The U.S. Supreme Court has again heard oral arguments on the freedom of churches and other religious institutions to make employment decisions apart from government intrusion.
The justices pondered the legal conflicts between Catholic schools and two former teachers May 11, during the second week in which oral arguments have been held by means of a telephone conference amid the COVID-19 pandemic.
The high court ruled unanimously in 2012 a “ministerial exception” exists that enables churches and other religious groups to hire and fire based on their beliefs. That case – Hosanna-Tabor v. EEOC – involved the termination of teachers by religious schools, as do the two cases consolidated by the Supreme Court for arguments and a decision.
In the new cases, two Catholic schools in the Archdiocese of Los Angeles chose not to renew contracts for two fifth-grade teachers based on what they said was poor performance. The teachers brought suit against the schools, one alleging age discrimination and the other claiming disability discrimination based on chemotherapy treatments that caused her to take time off.
In both suits, federal judges ruled in favor of the schools based on the Supreme Court’s 2012 decision, but the Ninth Circuit Court of Appeals in San Francisco reversed the opinions, ruling the teachers did not qualify under the “ministerial exception.”
The Southern Baptist Ethics & Religious Liberty Commission (ERLC) signed onto a friend-of-the-court brief with the high court in support of the schools’ position.
ERLC President Russell Moore expressed hope the May 11 arguments “will lead to a strong rebuke by the justices to the Ninth Circuit’s error.”
“We don’t need a federal judiciary with the power to decide arbitrarily which theological beliefs or faith-based organizational structures deserve First Amendment protections,” Moore said in written comments. “As we argued in our brief for this case, constraining the ministerial exception would have chilling and far-reaching effects on religious life in America.”
Eric Rassbach, who argued before the justices on behalf of the schools, was optimistic afterward.
It was a “really great sign” that there “seemed to be a pretty broad agreement among the justices that it is important to protect the freedom of religious groups to choose who teaches the faith to the next generation,” Rassbach said in a telephone news conference.
Rassbach is a vice president and senior counsel for Becket, a leading advocacy organization for religious freedom.
Both Rassbach and Morgan Ratner, assistant to the U.S. Solicitor General, told the justices the function of a religious institution’s employee is vital in considering the “ministerial exception.”
Associate Justice Elena Kagan gave Rassbach what she described as a “too-long list of hypotheticals” and asked him to say briefly whether each would qualify for the exception. They included a math teacher who is told by a school to “embody Jewish values and infuse instruction with Jewish values,” a nurse at a Catholic hospital who prays with patients and is expected to care for their spiritual needs and a church organist who selects the hymns to be used in worship services.
She asked Rassbach what the justices “are supposed to draw” from the various hypotheticals.
“[W]hat is it that this person is doing, performing on behalf of the religious body?” Rassbach said. “[W]hat is the function that they’re performing on behalf of that body?”
It is things like “preaching, teaching, guiding, communicating … that are crucial to what you do as a religious organization,” he told Kagan.
He took encouragement from the fact that many questions from the justices stretched beyond the teachers involved to the limits of the “ministerial exception,” Rassbach told reporters later. “I think the fact that they were focused more on where the outer edges of the doctrine are rather than this particular heartland case to me seemed like a good sign also.”

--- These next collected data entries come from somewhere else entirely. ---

PR #988, opened 2026-05-20
fix(db): clean up idle HTTP transactions

### LINKED ISSUE #986: Explicit orphaned-HTTP-transaction cleanup policy
Surfaced by an audit of defra-agent's `config apply` transaction lifecycle. Audit doc (defra-agent side): https://github.com/sourcenetwork/defra-agent/blob/main/docs/superpowers/audits/2026-05-20-defradb-tx-idle-timeout-audit.md

## What the audit found

The defradb.rs transaction registry exposes `cleanup_stale_transactions(max_age)` as a manual API, but no production caller was found in the pinned backend. Today, an orphaned HTTP transaction handle (e.g. client crash between `POST /tx` and `POST /tx/{id}/commit`) is bounded only by per-request HTTP timeout (30s default) and connection drop detection. There is no active GC sweep keyed off transaction idleness.

## Why this matters

Long-lived operator workflows (large config apply, slow remote DefraDB) can legitimately hold a transaction open across many in-tx requests, each well under the per-request timeout. A crashed orchestrator between requests leaves the handle dangling until some future per-request timeout fires for a request that's never coming.

In normal operation this is benign (transaction atomicity makes the apply invisible). But over many orchestrator crashes the registry can accumulate stale handles indefinitely.

## Suggested shape

A. Promote cleanup_stale_transactions to a configurable server-side sweep with a default like max_idle_age = 600s.

B. Track per-tx "last request seen" timestamp and reclaim on idle, not on creation age.

C. Document the current behavior explicitly and treat orphaned-handle accumulation as the operator's responsibility.

## Related

- Downstream audit (defra-agent): docs/superpowers/audits/2026-05-20-defradb-tx-idle-timeout-audit.md
- Downstream issue that surfaced this: sourcenetwork/defra-agent#226

jackzampolin:
Closes #986.

## Summary
- Track explicit transaction last-request timestamps and clean up by idle age instead of creation age.
- Add a periodic stale transaction cleanup worker with a 600s default idle timeout and 60s sweep interval.
- Wire cleanup into CLI and defra-node HTTP startup, with CLI config/flags and tests.

## Verification
- `cargo test -p db test_cleanup -- --nocapture`
- `cargo test -p db test_periodic_cleanup -- --nocapture`
- `cargo test -p cli --test start_tests -- --nocapture`
- `cargo check -p defra-node --features http`
- `cargo test -p defra-node --features http http_config_accepts_extra_routes -- --nocapture`
- `cargo check -p defra-node`
- `git diff --check`

### DIFF
--- a/crates/cli/src/commands/start/mod.rs
+++ b/crates/cli/src/commands/start/mod.rs
@@ -184,6 +184,14 @@ pub struct StartArgs {
     #[arg(long)]
     pub query_timeout: Option<u64>,
 
+    /// Max idle age for explicit HTTP transactions in seconds (0 = disabled, default: 600)
+    #[arg(long)]
+    pub transaction_idle_timeout: Option<u64>,
+
+    /// Interval between explicit HTTP transaction cleanup sweeps in seconds (default: 60)
+    #[arg(long)]
+    pub transaction_cleanup_interval: Option<u64>,
+
     /// Max GraphQL selection nesting depth (0 = unlimited, default: 20)
     #[arg(long)]
     pub query_max_depth: Option<usize>,
@@ -487,6 +495,12 @@ impl StartArgs {
         if let Some(timeout) = self.query_timeout {
             config.api.query_timeout = timeout;
         }
+        if let Some(timeout) = self.transaction_idle_timeout {
+            config.api.transaction_idle_timeout = timeout;
+        }
+        if let Some(interval) = self.transaction_cleanup_interval {
+            config.api.transaction_cleanup_interval = interval;
+        }
         if let Some(depth) = self.query_max_depth {
             config.api.query_max_depth = depth;
         }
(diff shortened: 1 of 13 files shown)


jackzampolin:
Addressed the review polish in ba55f120:

- Unified cleanup timing defaults through db-level constants.
- Changed zero sweep interval handling to a single non-zero policy: CLI validates, defra-node build errors, registry asserts.
- EmbeddedNode now stores the cleanup JoinHandle and awaits aborted cancellation during shutdown.
- Added a cleanup race invariant comment around the final write-lock re-check/remove.
- Restored the orphaned-handle/leaked-guard hint in the cleanup log message.
- Added rustdoc for the defra-node HTTP transaction cleanup builders.
- Relaxed the periodic cleanup test timing.

Re-ran:
- `cargo test -p db test_cleanup -- --nocapture`
- `cargo test -p db test_periodic_cleanup -- --nocapture`
- `cargo test -p cli --test start_tests -- --nocapture`
- `cargo check -p defra-node --features http`
- `cargo test -p defra-node --features http http_config_accepts_extra_routes -- --nocapture`
- `cargo check -p defra-node`
- `git diff --check`

PR #992, opened 2026-05-26
feat(rest): paginate collection doc id listing

### LINKED ISSUE #105: Add pagination support for get_collection_doc_ids REST endpoint

iverc:
## Summary

Closes #105 by adding paginated REST support for listing document IDs from a collection.

## Why

`GET /api/v0/collections/{name}` was not available in Rust, and the REST operations layer only exposed an all-doc-ID listing. Large collections need a bounded response shape so clients can page through IDs without forcing a single unbounded query/result into memory.

## Changes

| Area | Change |
|---|---|
| REST operations | Add `CollectionDocIdsPagination` and `CollectionDocIdsPage` to represent bounded doc-ID listings |
| Query-backed REST | Add a paginated implementation using GraphQL `limit`/`offset` plus a same-identity `COUNT` query for total metadata |
| HTTP handler | Add `GET /api/v0|v1/collections/{name}` with `limit` default `100`, max `1000`, and `offset` default `0` |
| Response shape | Return `doc_ids`, `total`, `has_more`, `offset`, and `limit` |
| Router/docs | Wire the route for both API versions and update REST endpoint docs |
| Tests | Cover route availability, default pagination, paginated metadata, and max-limit validation |

## Out of scope

- No cursor-based pagination.
- No change to GraphQL pagination behavior.
- No change to document CRUD routes.
- No change to REST collection listing at `GET /collections`.

## Test plan

- [x] `cargo fmt --all`
- [x] `git diff --check`
- [x] `cargo test -p defra-http collection_doc_ids`
- [x] `cargo test -p query rest::`
- [x] `cargo clippy -p defra-http -p query --all-targets -- -D warnings`

### DIFF
--- a/crates/http/src/handlers/collections.rs
+++ b/crates/http/src/handlers/collections.rs
@@ -12,6 +12,7 @@ use axum::{
     http::StatusCode,
     Json,
 };
+use query::rest::{CollectionDocIdsPage, CollectionDocIdsPagination};
 use serde::Serialize;
 
 use crate::error::{http_error_from_backend_message, HttpError};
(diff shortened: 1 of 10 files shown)


jackzampolin:
Post-merge follow-ups from review:

**API / forward-compat**
- Consider an opt-in `?include_total=true` (or default-off) — COUNT currently runs on every page, which is expensive on large collections. Issue #105 asked for `total` so it stays available, but an opt-out would help paging workloads.
- When #961 (cursor pagination) lands in GraphQL, this REST endpoint will likely want a `cursor` parameter; response shape is forward-compatible (extra fields), but the request shape isn't easily evolvable without a v2.

**Test gaps**
- `limit=0` rejection
- Negative offset / non-numeric offset
- `offset >= total` returning empty `doc_ids` with `has_more=false`
- Empty collection (total=0)
- `has_more` boundary (last page exact fill vs partial)
- ACP-filtered listing — confirm a non-owner sees a smaller `total`; identity is plumbed but not asserted at integration level
- Unknown collection → 404

**Nits**
- Default trait impl of `get_collection_doc_ids_page` in-memory slices the full doc-id list, defeating pagination. Worth a comment noting it's test-only.
- `query/src/rest/operations.rs` approaching the 400-line guideline.
- Two `identity.cloned()` calls (count then list) could collapse to one.

**Go parity note**
- Go has no `GET /collections/{name}` route — this is a Rust-specific REST surface, not a Go parity item.

PR #993, opened 2026-05-26
fix(p2p): use CBOR for gossip broadcasts

### LINKED ISSUE #876: Investigate and harden Iroh gossip wire compatibility and decode failures
## Summary
Live Iroh logs show repeated gossip decode failures of the form `Failed to decode gossip message (version skew or malformed sender?)` with `Hit the end of buffer, expected more data`. Peers still move data through slower fallback paths, but the fast gossip path remains degraded.

## Evidence
- Iroh gossip receive path decodes `PushLogBroadcast` with `postcard` in `crates/p2p/src/iroh/endpoint_commands.rs`.
- Iroh gossip publish path also serializes with `postcard` in the same file.
- The general message layer is documented as CBOR-oriented for wire compatibility in `crates/p2p/src/message/mod.rs`.
- `PushLogBroadcast` currently includes optional `ACPActorRelationships`, which increases the chance of binary-schema drift causing postcard decode failures across mixed builds.

## Problem
The transport can connect, but gossip remains partially unusable across some peer combinations. This increases replication latency, hides compatibility regressions, and makes restarts/network churn look worse than they are.

## Proposed Work
- Reproduce the decode failures with mismatched binaries or schema drift.
- Decide whether Iroh gossip should remain postcard-based or move to a more compatibility-friendly envelope.
- If postcard remains, add explicit versioning / compatibility guards and tests for schema evolution.
- Add higher-signal diagnostics so operators can see whether failures are due to binary mismatch, malformed payloads, or unsupported fields.
- Add regression tests for mixed-version or intentionally mismatched payload handling.

## Acceptance Criteria
- Root cause of the decode failures is identified and documented.
- The Iroh gossip path either becomes wire-compatible across supported peers or fails with a precise, diagnosable reason.
- Regression tests cover the identified failure mode.

## Motivation
Downstream apps can add reconnect logic, but they cannot compensate for a permanently degraded gossip fast path.

iverc:
## Summary

Closes #876 by making CBOR the canonical PushLog gossip payload encoding across libp2p and Iroh, while keeping legacy postcard decoding for older Iroh peers.

## Why

Iroh gossip was still publishing postcard-encoded `PushLogBroadcast` payloads. Postcard is compact, but it is schema-position dependent, so optional fields such as `ACPActorRelationships` make mixed-build gossip payloads more likely to fail with opaque decode errors like `Hit the end of buffer, expected more data`.

The shared P2P message layer already treats CBOR as the compatibility-oriented wire format. Using it consistently for gossip broadcasts gives us a self-describing payload that tolerates added fields and keeps the fast gossip path healthier across supported peers.

## Changes

| Area | Change |
|---|---|
| PushLog gossip | Add `PushLogBroadcast::encode_gossip_payload()` as the shared canonical encoder |
| Wire format | Prefer CBOR broadcast decoding before request-shaped CBOR and legacy postcard fallback |
| Iroh publish | Publish CBOR gossip payloads instead of postcard payloads |
| Libp2p publish | Route publish encoding through the shared PushLog gossip encoder |
| Compatibility | Continue accepting legacy postcard `PushLogBroadcast` payloads |
| Tests | Add coverage for canonical CBOR gossip encoding and unknown future CBOR fields |

## Out of scope

- No removal of legacy postcard decode support.
- No change to gossip topic naming.
- No change to PushLog request/response semantics.
- No broader Iroh diagnostics redesign beyond the wire-format hardening.

## Test plan

- [x] `cargo test -p p2p message::pushlog`
- [x] `cargo test -p p2p test_encode_gossip_payload_uses_cbor_broadcast --test message_tests`
- [x] `cargo test -p p2p --features iroh-transport message::pushlog`
- [x] `cargo fmt --all --check`
- [x] `git diff --check`
- [x] `cargo clippy -p p2p --all-targets --features iroh-transport -- -D warnings`

### DIFF
--- a/crates/p2p/src/host/command_handler/pubsub.rs
+++ b/crates/p2p/src/host/command_handler/pubsub.rs
@@ -65,7 +65,8 @@ impl<S: Store> P2PHost<S> {
         response: tokio::sync::oneshot::Sender<Result<libp2p::gossipsub::MessageId>>,
     ) {
         let ident_topic = topic.to_ident_topic();
-        let result = serde_cbor::to_vec(&message)
+        let result = message
+            .encode_gossip_payload()
             .map_err(|e| Error::CborSerialization(e.to_string()))
             .and_then(|data| {
                 self.swarm
--- a/crates/p2p/src/iroh/endpoint_commands.rs
+++ b/crates/p2p/src/iroh/endpoint_commands.rs
@@ -817,8 +817,9 @@ fn handle_publish(
     let gossip = gossip.clone();
     let initial_peers: Vec<iroh::EndpointId> = peer_map.lock().endpoint_ids().collect();
     let message_id = MessageId::new(uuid::Uuid::new_v4().to_string());
-    let payload = postcard::to_allocvec(&msg)
-        .map_err(|error| crate::error::Error::Codec(error.to_string()))?;
+    let payload = msg
+        .encode_gossip_payload()
+        .map_err(|error| crate::error::Error::CborSerialization(error.to_string()))?;
 
     let task = tokio::spawn(async move {
         let sender = if let Some(sender) = sender {
--- a/crates/p2p/src/message/pushlog.rs
+++ b/crates/p2p/src/message/pushlog.rs
@@ -324,9 +324,9 @@ pub struct PushLogBroadcast {
 /// Encoding variant accepted when decoding gossip payloads.
 #[derive(Debug, Clone, Copy, PartialEq, Eq)]
 pub enum PushLogGossipPayloadEncoding {
-    PostcardBroadcast,
-    CborRequest,
     CborBroadcast,
+    CborRequest,
+    PostcardBroadcast,
 }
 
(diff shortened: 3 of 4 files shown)


jackzampolin:
Post-merge follow-ups from review:

- Stale comment on `PushLogBroadcast::acp_actor_relationships` (`crates/p2p/src/message/pushlog.rs:310-319`) still explains why postcard needs the Option discriminator. Since postcard is now decode-only (never the publish path), reword to "postcard fallback decode still needs this" or remove.
- No tracked deprecation issue for removing the legacy postcard gossip decoder. Worth filing — e.g. "Remove postcard gossip fallback after N releases" or "after `gossip_decode_failure` telemetry shows only CborBroadcast for M weeks".
- The existing `test_decode_gossip_payload_from_cbor_request` in `crates/p2p/tests/message_tests.rs:522` already covers the CborRequest tagging, but a sibling unit test inside `pushlog.rs` would lock in the decode-order reasoning (CBOR request decoded before CBOR broadcast) close to the code it protects.

Issue #1022, opened 2026-06-04
Conformance harness: dedicated CI job + expand behavioral coverage


jackzampolin:
## Background

PR #1014 introduced the conformance harness (`proofs/`) — it binds the TLA+/Lean models to the **real `defra` binary** (Lean-axis vectors + TLA-axis behavioral scenarios driving real nodes via CLI + HTTP), with a Go-parity matrix (rust↔rust / go↔go / rust↔go).

Today it runs **serially inside the unit `Build & Test` job** (a dedicated step `cargo test -p conformance -- --test-threads=1`, added in #1014 because parallel real-node startup flaked with "failed to start rust-0").

## Follow-ups

- **Dedicated CI job/matrix** (like `integration-test`): isolate the heavy behavioral tests, run them against an optimized **release** binary, and run the **Go-parity** variants with a harness-compatible Go binary on PATH (currently those are `#[ignore]`).
- **Expand behavioral coverage**: more model families, the currently-ignored parity/bughunt probes, multi-node (3+) topologies, restart/partition matrices.
- **Lean drift-check**: it currently *skips* when `lake` is absent (CI has no Lean toolchain). Run it in a Lean-equipped job so the Lean↔Rust vocabulary drift-check actually executes in CI.

## Pointers
- Harness + tests: `proofs/tests/`, `proofs/src/`
- Local run: `proofs/verify-all.sh` (TLA + Lean + conformance)
- Binary resolution: `proofs/tests/support.rs::release_binary` (debug default; `DEFRA_CONFORMANCE_BINARY` override)

Issue #1021, opened 2026-06-04
Umbrella: apply the #1041 CRDT proof/conformance pattern to remaining materialized-view paths


jackzampolin:
## Background

#1014 introduced the formal-verification and conformance harness and immediately found real convergence bugs in Rust's CRDT/materialized-view paths. The common architectural shape was a split between:

- an authoritative CRDT store, and
- a materialized document/blob/view derived from that store.

When a local write, merge replay, restart, or derived view update touched only one side of that split, replicas could converge incorrectly even though the individual field merge looked reasonable in isolation.

#1041 is the first completed pattern for fixing and proving this class of bug. It landed:

- the reusable Lean core: `proofs/lean/DefraConvergence/CrdtField.lean`
- worked instances for both CRDT regimes:
  - Counter: op-based, non-idempotent, dedup-required
  - LWW: state-based, idempotent, re-delivery-safe
- a red/green TLA+ model for the two-store counter hazard
- conformance storms and Go-parity probes against the real binary
- the single-store counter fix for this issue's original motivating bug

#1044 then handled the interactive-transaction counter guard follow-up.

This issue now tracks the next phase: apply the #1041 proof + model + conformance pattern to the remaining CRDT/materialized-view areas that can still hide the same class of bug.

## Tracked follow-ups

- [ ] #1047 — composite/document materialization convergence
- [ ] #1048 — mixed-field same-doc convergence
- [ ] #1049 — encrypted LWW restart/replay convergence
- [ ] #1050 — secondary-index reconciliation after merge
- [ ] #1051 — PN-counter as distinct algebra/refinement

## Pattern to apply

Each follow-up should treat #1041 as the template:

1. Find or construct the smallest behavioral probe in `proofs/tests/behavioral/bughunt.rs`.
2. Confirm attribution with parity where possible: Rust↔Rust, Go↔Go, and Rust↔Go.
3. Fix the implementation at the authoritative CRDT/materialization chokepoint, not in a one-off caller.
4. Add the Lean proof or refinement argument for the field/view law.
5. Add the TLA+ red/green model when the bug depends on ordering, restart, replay, dedup, or lock/queue lifecycle.
6. Promote the probe to an asserting regression test.
7. Wire the model into `proofs/src/registry.rs` and update the proof docs.

## Priority notes

[...]

PR #1024, opened 2026-06-04
test(proofs): P2P convergence bug-hunt probes (#1021)

jackzampolin:
## Summary

Adds the multi-node convergence bug-hunt probes from the #1021 two-store audit to `proofs/tests/behavioral/bughunt.rs`. These are `#[ignore]` diagnostic probes (run with `--ignored --nocapture`) that *report* per-node converged state so divergences are visible.

The `port_reuse` fix that originally rode on this branch **already landed in `main`** via #1025 (`2f1fc835`), so it has dropped out of this PR — what remains is just the probes.

## Why keep them

These probes earned their place — between them they surfaced **two real, distinct convergence bugs**, both now fixed in `main`:

1. **libp2p `port_reuse(true)` persistent EADDRINUSE dial failures** → fixed by `2f1fc835` (disable port reuse; DefraDB does no DCUtR hole punching so it's interop-safe).
2. **#894 counter-convergence regression** (the Lark-storage / node-wiring rewrite re-split the materialized-blob vs CRDT-accumulation stores) → fixed by `8204a8fb` ("serialize standalone document merges"). This one was *masked* by bug #1 until the transport flake was removed, then the `counter_3node` probe caught it immediately (`node0=20`, full connectivity, zero Bitswap timeouts).

With both fixes in `main`, `bughunt_counter_3node` converges **20/20**.

## Probes added
- `bughunt_pncounter` (decrement), `bughunt_mixed_fields` (LWW + pcounter)
- `bughunt_encrypted_lww_{convergence,restart}`
- `bughunt_counter_3node` — 3-node full mesh, seed barrier, +10 each → expect 30

## Follow-up (not in this PR)
Promote `counter_3node` to an **asserting** test wired into a conformance CI job (#1022). Had that existed, #894 would have been caught at merge instead of slipping into `main`.

## Test Plan
- [ ] `cargo test -p conformance --test tla_conformance` → 15/15
- [ ] `cargo test -p conformance --test tla_conformance bughunt::bughunt_counter_3node -- --ignored --nocapture` → converges

### DIFF
--- a/proofs/tests/behavioral/bughunt.rs
+++ b/proofs/tests/behavioral/bughunt.rs
@@ -472,10 +472,8 @@ async fn bughunt_indexed_lww_restart() {
 /// both nodes (its key delivered) and both must materialize the same plaintext.
 /// A key that doesn't reach the peer, or a two-store reconcile that mishandles
 /// the ciphertext, shows up as divergence here.
-#[ignore = "bug-hunt probe; run with --ignored --nocapture"]
-#[tokio::test]
-async fn bughunt_encrypted_lww_convergence() {
-    let cluster = TestCluster::builder()
+async fn run_encrypted_lww(label: &str, restart: Option<usize>) {
+    let mut cluster = TestCluster::builder()
         .rust_nodes(2)
         .with_p2p()
         .with_encryption()
@@ -509,6 +507,13 @@ async fn bughunt_encrypted_lww_convergence() {
         .to_string();
     tokio::time::sleep(Duration::from_secs(4)).await;
 
+    if let Some(idx) = restart {
+        cluster
+            .restart_node(idx, Duration::from_secs(30))
+            .await
+            .expect("restart node");
+    }
+
     // Concurrent updates to the encrypted field. LWW tie-break (equal priority) ->
     // lexicographically greater value wins; "zzz" > "aaa".
     cluster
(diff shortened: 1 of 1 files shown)


jackzampolin:
**Heads-up for reviewers — separate regression discovered while rebasing this onto #1025.**

This PR's `port_reuse` fix is sound and isolated. But the `bughunt_counter_3node` probe, which converges **25/25** on this PR's original base (`d8738c9d`, the #1014 merge), drops to **~9-11/15** once stacked on current `main`/#1025 — and it's **not** this fix regressing:

- `EADDRINUSE = 0`, 16 peer connections, **zero Bitswap timeouts** → the transport fix is working.
- Failures are all `node0=20` (creator under-counts one increment) with **full connectivity** → a real CRDT/merge drop, not a transport issue.

Bisected to a single commit: **#894** ("feat(storage): add Lark backend and make it the default"), the only commit between `d8738c9d` and current `main`. The probe forces `--store redb`, so this is **not** Lark-specific — #894 also changed shared code (`crates/storage/src/backends/shared.rs`) and rewrote node/store wiring (`crates/defra-node/src/lib.rs`, +219). Prime suspect: the node-construction rewrite re-split or mis-wired the materialized-blob vs CRDT-accumulation stores (the two-store convergence bug class from #1021).

**This looks like a release-blocker-class convergence regression in `main` that should get its own issue.** It was invisible until the `port_reuse` transport flake (this PR) was removed.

Urging the justices to take a “function-focused approach,” Ratner said, “The touchstone of the ‘ministerial exception’ should be whether an employee performs important religious functions. That’s because function reflects the First Amendment interest at stake and because, critically, it’s more neutral among different religions.”
Since the teachers in these cases “were the churches’ primary agents for teaching the Catholic faith to fifth graders, teaching them for hours a week, much more than parish priests, they fall within the ‘ministerial exception’ immunity,” Rassbach said.
“[I]t’s inherently entangling to transfer authority and control over a position that teaches the faith devotionally from church [to] state.”
Jeffrey Fisher, who represented the teachers, told the justices one of the factors they should heed “is the formal title of the individual but also things like the individual’s training, whether the individual has to be of the same religion. …”
He said, “[I]t would blow a hole in our nation’s civil rights laws and our employment laws in general to say that categorical immunity applies and so schools can pay people different amounts, use race, sex, other private characteristics even when they have nothing to do with religion and the religious values at stake.”
The friend-of-the-court brief signed onto by the ERLC and other organizations said it has always been “well settled that when religious organizations make decisions about matters of faith, doctrine, or internal governance, the Religion Clauses of the First Amendment bar the government from second-guessing those choices.”
The First Amendment’s religion clauses prohibit government establishment of religion and protect the free exercise of religion.
A decision in the consolidated cases – Our Lady of Guadalupe School v. Morrissey-Berru and St. James School v. Biel – is expected before the high court adjourns this summer.
(EDITOR’S NOTE – Tom Strode is Washington bureau chief for Baptist Press.)